Every line of the records below that holds the word "doesn" belongs in the answer.
Information shown START
PR #167, opened 2016-05-09
Update the call32 mode of GpuElemwise to have the same kernel interface.

abergeron:
This should update the call32 interface correctly, I'll slip in the change to preallocate the necessary buffers for collapsing tomorrow.

PR #178, opened 2016-05-16
Move extcopy out the backends

abergeron:
Now we implement extcopy with a GpuElemwise instance and it runs about 20x faster.  The code is also much less complex.

This depends on #174 #167 and #175, which should be merged before and this one will be rebased after.


nouiz:
This need a rebase.

src/gpuarray_elemwise.c
```diff
@@ -16,15 +18,20 @@ struct _GpuElemwise {
   GpuKernel *k_basic_32;
   size_t *dims;
   ssize_t **strides;
-  unsigned int n;
   unsigned int nd;
+  unsigned int n;
+  unsigned int narray;
```
nouiz: Add comments to tell what n and narray are.

src/gpuarray_elemwise.c
```diff
@@ -72,6 +79,41 @@ static void free_args(unsigned int n, gpuelemwise_arg *args) {
...
+  if (res == NULL) return 1;
+  memset(res + (e*o), 0, e*(n-o));
+  *p = (void *)res;
+  return 0;
+}
+
+static int ge_grow(GpuElemwise *ge, unsigned int nd) {
+  unsigned int i;
+
+  assert(nd > ge->nd);
```
nouiz: assert in c are very bad. This give completly useless user error message. Why not just return 2 and make the calling code change the returned user error message?

src/gpuarray_elemwise.c
```diff
@@ -72,6 +79,41 @@ static void free_args(unsigned int n, gpuelemwise_arg *args) {
...
+
+  if (reallocaz((void **)&ge->k_basic, sizeof(GpuKernel), ge->nd, nd) ||
+      reallocaz((void **)&ge->k_basic_32, sizeof(GpuKernel), ge->nd, nd) ||
+      reallocaz((void **)&ge->dims, sizeof(size_t), ge->nd, nd))
+    return 1;
+  for (i = 0; i < ge->narray; i++) {
+    if (reallocaz((void **)&ge->strides[i], sizeof(ssize_t), ge->nd, nd))
```
nouiz: You must also grow ge->strides.

src/gpuarray_elemwise.c
```diff
@@ -72,6 +79,41 @@ static void free_args(unsigned int n, gpuelemwise_arg *args) {
...
+      return 1;
+  }
+  ge->nd = nd;
+  return 0;
+}
+
```
nouiz: bellow in the fct  gen_elemwise_basic_kernel, document the nd and n parameter.

src/gpuarray_elemwise.c
```diff
@@ -522,18 +577,24 @@ GpuElemwise *GpuElemwise_new(gpucontext *ctx,
...
+  for (i = 0; i < res->n; i++)
+    if (is_array(res->args[i])) res->narray++;
+
+  res->nd = 16;
+  while (res->nd < nd) res->nd *= 2;
+  res->dims = calloc(res->nd, sizeof(size_t));
   if (res->dims == NULL)
     goto fail_dims;
-  res->strides = strides_array(n, nd);
+  res->strides = strides_array(res->narray, res->nd);
```
nouiz: don't forget to remove the +1 on line 234

src/gpuarray/elemwise.h
```diff
@@ -81,6 +81,7 @@ GPUARRAY_PUBLIC int GpuElemwise_call(GpuElemwise *ge, void **args, int flags);
 
 #define GE_BROADCAST   0x0100
```
nouiz: This commit comment should be in the doc of the GpuElemwise_new()

nouiz:
Don't forget to bump the version number.

src/gpuarray_array.c
```diff
@@ -19,37 +19,67 @@
...
+  a.otype = dst->typecode;
+
+  if (ctx->extcopy_cache != NULL)
+    k = cache_get(ctx->extcopy_cache, &a);
+  if (k == NULL) {
+    gpuelemwise_arg gargs[2];
+    gargs[0].name = "a";
+    gargs[0].typecode = src->typecode;
+    gargs[0].flags = GE_READ;
+    gargs[1].name = "b";
```
nouiz: I think you should set gargs[1].{typecode,flags}

nouiz: In fact, it is the 2 that should be 1 in the next 2 lines.

src/gpuarray_array.c
```diff
@@ -544,9 +574,12 @@ int GpuArray_setarray(GpuArray *a, const GpuArray *v) {
...
 
-  err = GA_UNSUPPORTED_ERROR;/*a->ops->buffer_extcopy(v->data, v->offset, a->data, a->offset,
-			       v->typecode, a->typecode, a->nd, a->dimensions,
-			       strs, a->nd, a->dimensions, a->strides);*/
+
+  memcpy(&tv, v, sizeof(GpuArray));
+  tv.nd = a->nd;
+  tv.dimensions = a->dimensions;
+  tv.strides = strs;
+  err = ga_extcopy(a, &tv);
```
nouiz: Can you confirm that this broadcast? Is this tested?

src/gpuarray_array.c
```diff
@@ -813,10 +846,7 @@ int GpuArray_move(GpuArray *dst, const GpuArray *src) {
   if (!GpuArray_ISONESEGMENT(dst) || !GpuArray_ISONESEGMENT(src) ||
       GpuArray_ISFORTRAN(dst) != GpuArray_ISFORTRAN(src) ||
       dst->typecode != src->typecode) {
-    return GA_UNSUPPORTED_ERROR; /*dst->ops->buffer_extcopy(src->data, src->offset, dst->data,
-                                    dst->offset, src->typecode, dst->typecode,
-                                    src->nd, src->dimensions, src->strides,
-                                    dst->nd, dst->dimensions, dst->strides);*/
+    return ga_extcopy(dst, src);
```
nouiz: is this tested?

src/gpuarray_array.c
```diff
@@ -978,16 +1007,16 @@ int GpuArray_concatenate(GpuArray *r, const GpuArray **as, size_t n,
...
   res_off = r->offset;
+  res_dims = r->dimensions;
   for (i = 0; i < n; i++) {
-    err = GA_UNSUPPORTED_ERROR; /*r->ops->buffer_extcopy(as[i]->data, as[i]->offset, r->data,
-                                 res_off, as[i]->typecode, r->typecode,
-                                 as[i]->nd, as[i]->dimensions,
-                                 as[i]->strides, r->nd, as[i]->dimensions,
-                                 r->strides);*/
+    r->dimensions = as[i]->dimensions;
+    err = GpuArray_move(r, as[i]);
```
nouiz: is this tested?

src/gpuarray_elemwise.c
abergeron: ok

src/gpuarray_elemwise.c
abergeron: Assert in C are for things that should always be true but if they are not are indicator of a more serious problem.

I don't want a pretty user error message in this case since the only reason that would be false is a bug.  Also, this way the check is only done in the debug build.

src/gpuarray_elemwise.c
abergeron: No, because its size is the number of arrays which doesn't change.

src/gpuarray_elemwise.c
abergeron: ok

src/gpuarray_array.c
abergeron: Now it does.

src/gpuarray_array.c
abergeron: I'm not sure.

src/gpuarray_array.c
abergeron: Not sure.

abergeron:
I'll do the rebase once the prerequistes are in to avoid redoing the work all the time.

src/gpuarray_elemwise.c
nouiz: right.

src/gpuarray_elemwise.c
nouiz: ok

src/gpuarray_array.c
abergeron: Yes

src/gpuarray_elemwise.c
abergeron: ok

Makefile
```diff
@@ -0,0 +1,27 @@
...
+
+Release/Makefile: Release
+	(cd Release && cmake .. -DCMAKE_BUILD_TYPE=Release)
+
+relc: Release/Makefile
+	(cd Release && make && make install)
+
+testpy:
+	python setup.py build_ext --inplace
+
```
lamblin: In a future version, would it be possible to have a way of specifyint `-DCMAKE_INSTALL_PREFIX=~/.local` for instance?

src/gpuarray_array.c
```diff
@@ -1008,15 +1009,18 @@ int GpuArray_concatenate(GpuArray *r, const GpuArray **as, size_t n,
 
   res_off = r->offset;
   res_dims = r->dimensions;
+  res_flags = r->flags;
+  r->flags &= ~(GA_C_CONTIGUOUS|GA_F_CONTIGUOUS);
```
nouiz: why remove the contiguous flag?

src/gpuarray_array.c
```diff
@@ -1008,15 +1009,18 @@ int GpuArray_concatenate(GpuArray *r, const GpuArray **as, size_t n,
...
   for (i = 0; i < n; i++) {
     r->dimensions = as[i]->dimensions;
-    err = GpuArray_move(r, as[i]);
+    err = ga_extcopy(r, as[i]);
```
nouiz: why change this? Can you confirm me this is just a shortcut as GpuArray_Move would have called this?

src/gpuarray_array.c
```diff
@@ -574,11 +574,11 @@ int GpuArray_setarray(GpuArray *a, const GpuArray *v) {
     }
   }
 
-
   memcpy(&tv, v, sizeof(GpuArray));
   tv.nd = a->nd;
   tv.dimensions = a->dimensions;
   tv.strides = strs;
+  tv.flags &= ~(GA_C_CONTIGUOUS|GA_F_CONTIGUOUS);
```
nouiz: why?

src/gpuarray_array.c
abergeron: Other it will think that it is contiguous and produce wrong results.

src/gpuarray_array.c
abergeron: It is a shortcut and should be a bit faster since we avoid the checks in GpuArray_move().  I used move as an attempt to use memcopy whenever possible, but this broke a lot of cases so I rolled back to always extcopy.

We can attempt to re-introduce the memcopy later if it ever becomes a problem.

src/gpuarray_array.c
abergeron: Since we change the dimensions the array is no longer contiguous and the code would do the wrong thing if we left those flags.

lamblin:
This definitely solves the slowdown in the last convnet benchmark. \o/

src/gpuarray_array.c
nouiz: What if it is contiguous? Will the dimensions collapsing still use the contiguous kernel? Or it will use the 1d kernel?

abergeron: It will use 1d if not explicitly tagged as contiguous.

nouiz: is it useful to change that in collapse? At the end, if we end up with 1
dim, check if the stride is elemsize. If so, consider contiguous.

This would prevent to do this optimization at everyplace that call extcopy.

abergeron: This is a corner case that doesn't happen anywhere in practice because all operations set the flags correctly on the arrays.  Here we muck with the array properties directly and therefore we have to adjust the flags to match.  In the interest of code size and speed I err on the safe side and just always say that the array is not contiguous because the non-contiguous code is safe in the contiguous case and the contiguous case is rare in this instance.

I oppose adding code to handle what is technically a violation of the interface.

nouiz: It is much simpler to fix after the collapsing. As it is faster then then
old back-end, we don't need to speed it up more, but at least add a comment
here that we could check here if the strides are contiguous or not instead
of doing what we do here.

abergeron: 1) Once we decide that we need to do collapsing it's too late and the code is already on the path for non-contiguous.
2) Also the collapsing code has currently no way to indicate that what we work on is actually contiguous.
3) Finally the purpose of those flags is to avoid having to do checks like what you propose.

For these three reason I still oppose adding a dirty hack for an obscure corner case.

nouiz: ok, but add a todo comment here that this can be optimized if we detect and set the contiguous flags correctly.

nouiz: don't forget the comment.

abergeron: done

nouiz:
The last commit break the compilation of pygpu:

```
bastienf@leto18:~/repos/libgpuarray$   python setup.py install --user
running install
running bdist_egg
running egg_info
writing requirements to pygpu.egg-info/requires.txt
writing pygpu.egg-info/PKG-INFO
writing top-level names to pygpu.egg-info/top_level.txt
writing dependency_links to pygpu.egg-info/dependency_links.txt
writing pbr to pygpu.egg-info/pbr.json
reading manifest file 'pygpu.egg-info/SOURCES.txt'
writing manifest file 'pygpu.egg-info/SOURCES.txt'
installing library code to build/bdist.linux-x86_64/egg
running install_lib
running build_py
running build_ext
building 'pygpu.gpuarray' extension
gcc -pthread -fno-strict-aliasing -g -O2 -DNDEBUG -g -fwrapv -O3 -Wall -Wstrict-prototypes -fPIC -DGPUARRAY_SHARED -I/Tmp/lisa/os_v5/anaconda/lib/python2.7/site-packages/numpy/core/include -I/Tmp/lisa/os_v5/anaconda/include/python2.7 -c pygpu/gpuarray.c -o build/temp.linux-x86_64-2.7/pygpu/gpuarray.o
In file included from /Tmp/lisa/os_v5/anaconda/lib/python2.7/site-packages/numpy/core/include/numpy/ndarraytypes.h:1781:0,
                 from /Tmp/lisa/os_v5/anaconda/lib/python2.7/site-packages/numpy/core/include/numpy/ndarrayobject.h:18,
                 from /Tmp/lisa/os_v5/anaconda/lib/python2.7/site-packages/numpy/core/include/numpy/arrayobject.h:4,
                 from pygpu/gpuarray.c:265:
/Tmp/lisa/os_v5/anaconda/lib/python2.7/site-packages/numpy/core/include/numpy/npy_1_7_deprecated_api.h:15:2: warning: #warning "Using deprecated NumPy API, disable it by " "#defining NPY_NO_DEPRECATED_API NPY_1_7_API_VERSION" [-Wcpp]
 #warning "Using deprecated NumPy API, disable it by " \
  ^
pygpu/gpuarray.c: In function ‘__pyx_pf_5pygpu_8gpuarray_10GpuContext_4__cinit__’:
pygpu/gpuarray.c:12233:17: warning: assignment discards ‘const’ qualifier from pointer target type
       __pyx_t_1 = gpucontext_error(NULL, __pyx_v_err);
                 ^
pygpu/gpuarray.c: In function ‘__pyx_pf_5pygpu_8gpuarray_9GpuKernel_4__cinit__’:
pygpu/gpuarray.c:24365:38: error: ‘GA_USE_PTX’ undeclared (first use in this function)
     __pyx_v_flags = (__pyx_v_flags | GA_USE_PTX);
                                      ^
pygpu/gpuarray.c:24365:38: note: each undeclared identifier is reported only once for each function it appears in
error: command 'gcc' failed with exit status 1
```

abergeron:
Fixed.

src/gpuarray/buffer.h
```diff
@@ -746,10 +746,6 @@ typedef enum _ga_usefl {
   /* If you add a new flag, don't forget to update both
      gpuarray_buffer_{cuda,opencl}.c with the implementation of your flag */
   /**
-   * The kernel is made of PTX code.
-   */
-  GA_USE_PTX =      0x1000,
```
nouiz: Do we want to keep that options in case you or someone else in the futur make new kernel in ptx? The probability is low, but if the code still work we could keep it. But don't loose time to make it work if it get broken by other change.

abergeron: If you want to do that you can use GA_USE_BINARY.  It will work with PTX.

src/gpuarray_array.c
```diff
@@ -578,6 +578,7 @@ int GpuArray_setarray(GpuArray *a, const GpuArray *v) {
   tv.nd = a->nd;
   tv.dimensions = a->dimensions;
   tv.strides = strs;
+  /* THis could be optiomized by setting the right flags */
```
nouiz: THis -> This

src/gpuarray/buffer.h
nouiz: Add a note in the docstring of GA_USE_BINARY about this.

nouiz:
The code is cleaner. This is good.
It is great that this cache more stuff now. I don't know the % of time in call_compiler vs the rest of the compilation, so I can't really evaluate if it will be a problem in the multi-gpu case or not. We can go with this for now and use 2 cache for multi-gpu if needed later.

I'm running tests now.

abergeron:
Rebased with the new commits from #175

src/gpuarray_array.c
```diff
@@ -558,9 +574,13 @@ int GpuArray_setarray(GpuArray *a, const GpuArray *v) {
...
   }
 
-  err = a->ops->buffer_extcopy(v->data, v->offset, a->data, a->offset,
-			       v->typecode, a->typecode, a->nd, a->dimensions,
-			       strs, a->nd, a->dimensions, a->strides);
+  memcpy(&tv, v, sizeof(GpuArray));
+  tv.nd = a->nd;
+  tv.dimensions = a->dimensions;
+  tv.strides = strs;
+  /* THis could be optiomized by setting the right flags */
```
nouiz: THis -> This

src/gpuarray/buffer.h
nouiz: don't forget that comment.

abergeron: Why?  The PTX option was only added because the extcopy kernel was written in PTX.  I don't want people to actually use it if they can avoid it.

pygpu/gpuarray.pyx
```diff
@@ -955,40 +935,35 @@ cdef class GpuContext:
...
-                raise get_exc(err), self.ops.ctx_error(NULL) + ": " + str(devno)
+                raise get_exc(err), gpucontext_error(NULL, err).decode('utf-8') + ": " + str(devno)
 
     def __enter__(self):
         if cuda_enter == NULL:
             raise RuntimeError("cuda_enter not available")
         if cuda_exit == NULL:
             raise RuntimeError("cuda_exit not available")
-        if self.ops != gpuarray_get_ops("cuda"):
+        if self.kind != b"cuda":
```
nouiz: Why use bytes for the kind? I saw many changes at many places related to that and it seem to make the code more ugly. Can we avoid that?

src/gpuarray/buffer.h
nouiz: In case people look for this, having the information as a comment would be useful. This is super fast to add.

Makefile
abergeron: Now there is with Makefile.conf.

src/gpuarray/buffer.h
abergeron: Fine, I've added it.  But I still feel like this is an interface violation of the documentation.

nouiz:
@abergeron update https://github.com/Theano/Theano/issues/4448 with the one that are fixed (faster or as fast as the old back-end)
Information shown END
Problem solution:
abergeron: No, because its size is the number of arrays which doesn't change.
abergeron: This is a corner case that doesn't happen anywhere in practice because all operations set the flags correctly on the arrays.  Here we muck with the array properties directly and therefore we have to adjust the flags to match.  In the interest of code size and speed I err on the safe side and just always say that the array is not contiguous because the non-contiguous code is safe in the contiguous case and the contiguous case is rare in this instance.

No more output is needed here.